# Funny Thermostat Problem...



## Alin99 (Aug 3, 2005)

Hi,

Firstly, I'm trying to investigate a problem with my mom's 2003 sentra xe that did not want to produce heat unless the engine was reved. After several attempts at removing this air from the system and getting heat with no success, I've gone to the next step and replaced the thermostat.

Now, the car produces "mild" air when the engine is cold but immediately switches over to freezing cold air once the engine gets warm. What's going on? I put the new thermostat the same way the old one was in. The engine temperature does reach the operating temperature (half way up).

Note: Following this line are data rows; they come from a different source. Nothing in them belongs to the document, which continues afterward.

PR #2245, opened 2017-09-11
Show all values in a series on mouse hover

jtarricone:
## Overview

This PR adds a new implementation of series "tooltips" that appear on all series items in a chart when any member of the series is hovered over. The actual elements added are not D3 tooltips, as it ultimately proved prohibitively difficult to implement alternative tooltip rendering. Rather, the elements are SVG objects drawn programmatically in such a way that they fulfill the designed role.

Connects #2158 

### Demo

recording 26

### Notes

There's a bug/undesired rendering style on the charts showing the individual components of the combined hydrology. For bars that extend to the full height of the chart area, the tooltip element is cutoff, as shown here:

download 27

However, the Water Quality charts, which appear to be the same form of chart, do not have this issue:

download 28

After a few hours, I couldn't determine which D3 property or attribute was ultimately responsible for it. It looks like the runoff charts charting area is extended to the full possible area, whereas the water quality are not, and the clipping rules result in the former having clipped tooltip elements while the latter does not. I didn't have much luck beyond that.

## Testing Instructions

* rebundle, then open the app
* set an AoI, do a model run, then add some scenarios and open the compare view
* check that hovering over the charted items results in labels rendering for each item in that series
* check that the hovered item is made more opaque than the others

### DIFF
--- a/src/mmw/js/src/core/chart.js
+++ b/src/mmw/js/src/core/chart.js
@@ -380,8 +380,202 @@ function renderCompareMultibarChart(chartEl, name, label, colors, stacked, yMax,
         }
 
         d3.select(svg)
-          .datum(data)
-          .call(chart);
+            .datum(data)
+            .call(chart);
+
+        // filter definition for drop shadows
+        var filter =
+            d3.select(svg)
+                .selectAll("defs")
+                .append("filter")
+                .attr("id","drop-shadow")
+                .attr("height", "120%");
+
+        filter.append("feGaussianBlur")
+            .attr("in", "SourceAlpha")
+            .attr("stdDeviation", 2)
+            .attr("result", "blur");
+
+        filter.append("feOffset")
+            .attr("in", "blur")
+            .attr("dx", 2)
+            .attr("dy", 2)
+            .attr("result", "offsetBlur");
+
+        var feMerge = filter.append("feMerge");
+        feMerge.append("feMergeNode")
+            .attr("in", "offsetBlur");
+        feMerge.append("feMergeNode")
+            .attr("in", "SourceGraphic");
+
+        var chartContainerId = chartEl.id + "-chart-container";
+
+        // iterate over the series names to add the svg elements to the chart
+        _.forEach(["nv-series-0", "nv-series-1", "nv-series-2"],
+            function(el) {
+                d3.select("#" + chartEl.id).select("svg").selectAll("g." + el).each(function() {
+                    var g = d3.select(this);
+                    var parentG = d3.select(this.parentNode);
+                    parentG.attr("id", chartContainerId);
+
+                    g.selectAll(".nv-bar").each(function(bar) {
+                        var b = d3.select(this);
+                        var barWidth = b.attr("width");
+                        var bgWidth = 40.0;
+                        var bgHeight = 20.0;
+                        var bgVertOffset = -20.0;
+
+                        var dialogTickSize = 5.0;
+
+                        // add drop-shadow
+                        parentG.append("rect")
+                            .each(function () {
+                                d3.select(this).attr({
+                                    "transform": b.attr("transform"),
+                                    "y": (parseFloat(b.attr("y")) + bgVertOffset - 1),
+                                    "x": (parseFloat(b.attr("x")) + (parseFloat(barWidth) / 2) - (bgWidth / 2) - 1),
+                                    "width": bgWidth + 2,
+                                    "height": bgHeight + 2,
+                                    "stroke": 1,
+                                    "class": ("bar-value-text-bg-shadow_" + el)
+                                });
+
+                                d3.select(this).style({
+                                    "fill": "#aaaaaa",
+                                    "opacity": 0,
+                                    "fill-opacity": 0,
+                                    "filter": "url(#drop-shadow)"
+                                });
+                            });
+
+                        // add background shape
+                        parentG.append("rect")
+                            .each(function() {
+                                d3.select(this).attr({
+                                    "transform": b.attr("transform"),
+                                    "y": (parseFloat(b.attr("y")) + bgVertOffset),
+                                    "x": (parseFloat(b.attr("x")) + (parseFloat(barWidth) / 2) - (bgWidth / 2)),
+                                    "width": bgWidth,
+                                    "height": bgHeight,
+                                    "stroke": "#aaaaaa",
+                                    "stroke-width": 0.5,
+                                    "class": ("bar-value-text-bg_" + el)
+                                });
+
+                                d3.select(this).style({
+                                    "fill": "white",
+                                    "opacity": "0",
+                                    "fill-opacity": "0",
+                                    "stroke-opacity": 0.75
+                                });
+                            });
+
+                        // add tick mark under shape
+                        parentG.append("rect")
+                            .each(function() {
+                                var rotatedX = parseFloat(b.attr("x")) + parseFloat(barWidth) / 2;
+                                var rotatedY = parseFloat(b.attr("y")) + bgHeight + bgVertOffset - (dialogTickSize / 2);
+                                d3.select(this).attr({
+                                    "transform": (b.attr("transform") + " rotate(45," + rotatedX +"," + rotatedY + ")"),
+                                    "y": (parseFloat(b.attr("y")) + bgHeight + bgVertOffset - dialogTickSize),
+                                    "x": (parseFloat(b.attr("x")) + (parseFloat(barWidth) / 2)),
+                                    "width": dialogTickSize,
+                                    "height": dialogTickSize,
+                                    "class": ("bar-value-text-bg-tick_" + el)
+                                });
+
+                                d3.select(this).style({
+                                    "fill": "white",
+                                    "fill-opacity": "0",
+                                    "opacity": "0"
+                                });
+                            });
+
+                        // add the text value
+                        parentG.append("text")
+                            .each(function() {
+                                d3.select(this).text(function() {
+                                    if (bar.y === 0) {
+                                        return;
+                                    }
+                                    return parseFloat(bar.y).toFixed(2);
+                                });
+
+                                var width = this.getBBox().width;
+
+                                d3.select(this).attr({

Any ideas? I have to try and fix this problem before winter returns to Alberta...


Thanks!


----------



## djkid (Apr 2, 2008)

check your coolant level. make sure its not low. make sure there is no discoloration. also check your oil make sure its clean and not foamy. if it is foamy then u have a head gasket problem. i had the same problem. if not . then look into getting a coolant flush. which will clear out and debris in the system. also when the car is warm. there are two hoses going into the firwal towards the center of the car from the engine compartment. try to feel them and see if they are warm. if they are not. then u dont have any coolant going into your heater core that supply;s heat to the car inside. also get check for coolant leaks around radiator. if there is a small leak that will cause no heat. hope it helps..


----------



## smj999smj (Jan 1, 2006)

These cars had some problems with heater control levers breaking and mode doors sticking. It's addressed in TSB# NTB03-005a. Your problem likely has nothing to do with the coolant system, but with the heater system. Start by checking the temp mode cable operation.


----------



## Alin99 (Aug 3, 2005)

The coolant level is high. Before I replaced the thermostat, I got to this point where I suspected the coolant wasn't flowing past the thermostat. Basically.. I open the rad and after the pressure release, the level in the rad would be low and the reservoir above full.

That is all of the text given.